Purpose: : Defects in the gene encoding for myosin VIIa (myo7a) cause Usher syndrome 1B and affected patients suffer of deafness, vestibular dysfunction, and blindness. Myo7a is expressed in inner hair cells, retinal photoreceptors, and in the retinal pigment epithelium. Here, we characterize the retinal phenotype of 3 different myo7a alleles in the mutant zebrafish mariner.

Methods: : We examined light and dark adapted mutant larvae of the different affected alleles (mar ^{ty220d, tc320b, tr202}) at different developmental stages. The morphology of dark / light adapted, and light damaged retinas was assessed by standard histology and electron microscopy. Immunocytochemistry was used to identify subpopulations of retinal neurons and to localize myosin VIIa in the zebrafish retina. Furthermore, the optokinetic response (OKR) was used to analyze light adaptation defects, and electroretinogramms (ERGs) were measured to compare mutant and wt retinal functionality.
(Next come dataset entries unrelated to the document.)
PR #3682, opened 2026-07-03
fix(lightspeed): disable model selector during active chat session

its-mitesh-kumar:
## Description

Disables the model selector once a chat session is active (has messages) to prevent the user from inadvertently creating a new conversation by switching models mid-session. When disabled, hovering the selector shows a localized tooltip explaining: "Each chat session supports only one model. To switch models, open a new chat."

**Root cause:** The `MessageBarModelSelector`'s `disabled` prop was only set to `isSendButtonDisabled` (true only during streaming). Once streaming completed, the selector became clickable again. The `onSelect` handler always called `onNewChat()`, which created a new conversation instead of keeping the user in the current session.

## Fixed

## Checklist

### DIFF
--- a/workspaces/lightspeed/.changeset/quiet-lions-rest.md
+++ b/workspaces/lightspeed/.changeset/quiet-lions-rest.md
@@ -1,0 +1,5 @@
+---
+'@red-hat-developer-hub/backstage-plugin-lightspeed': patch
+---
+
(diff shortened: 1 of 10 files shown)


its-mitesh-kumar:
This is the test PR by bug-fix skill .

PR #3683, opened 2026-07-03
fix(lightspeed): disable model selector when chat session is active

its-mitesh-kumar:
## Description

Disable the model selector in the Lightspeed chat footer when a chat session already has messages. Previously, switching models mid-conversation would open a new chat, fragmenting the user experience. Now the selector is disabled once a message has been sent, and a tooltip explains: "Each chat session supports only one model. To switch models, open a new chat."

### Root cause
The `MessageBarModelSelector` component in the message bar footer was only disabled during streaming (`isSendButtonDisabled`). Its `onSelect` handler called `onNewChat()` unconditionally, creating a new conversation whenever the model was changed — even in an active chat session.

## Fixed

## Checklist

### DIFF
--- a/workspaces/lightspeed/.changeset/gentle-pens-lock.md
+++ b/workspaces/lightspeed/.changeset/gentle-pens-lock.md
@@ -1,0 +1,5 @@
+---
+'@red-hat-developer-hub/backstage-plugin-lightspeed': patch
+---
+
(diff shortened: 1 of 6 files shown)


its-mitesh-kumar:
Closing this as its Test PR by https://github.com/redhat-developer/rhdh-skill/pull/54

PR #3685, opened 2026-07-04
fix(lightspeed): disable model selector in active chat sessions

its-mitesh-kumar:
## Description

Disable the model selector once an active chat session has started (messages exist in the conversation). When disabled, hovering over the selector shows a tooltip: "Each chat session supports only one model. To switch models, open a new chat." This prevents the confusing behavior where switching models mid-conversation would open a new chat thread.

### Root cause
The `MessageBarModelSelector` component's `onSelect` handler unconditionally called `onNewChat()` when a model was chosen, creating a new conversation. The selector was only disabled during streaming (`isSendButtonDisabled`), but remained enabled for conversations that already had messages.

Results: : ERGs reveal reduced b–waves in the 3 mutant larvae, and OKR recovery is prolonged after dark adaptation in the mutants. Morphological and morphometrical analyses show that pigment migration during adaptation is impaired in all 3 mariner mutants. Immunocytochemical studies show only minor differences in the localization of synaptic proteins and receptors in wt and mutant larvae. The cellular localization of Myo7a will be determined by a newly raised peptide antibody and will be compared to mariner mutants. Electron microscopical analysis will elucidate morphological alterations in photoreceptors and RPE that contribute to the mariner phenotype. Additionally, light damage experiments will show whether the light adaptation defect found in our OKR–studies causes increased photoreceptor vulnerability to high light doses in the mariner mutant.

Conclusions: : These data are consistent with the hypothesis that the primary defect in the visual system of MyoVIIa mutants is due to a defect in light adaptation. Thus, we suggest that the slow progressive blindness in human Usher disease might be caused by light damage due to impaired light adaptation.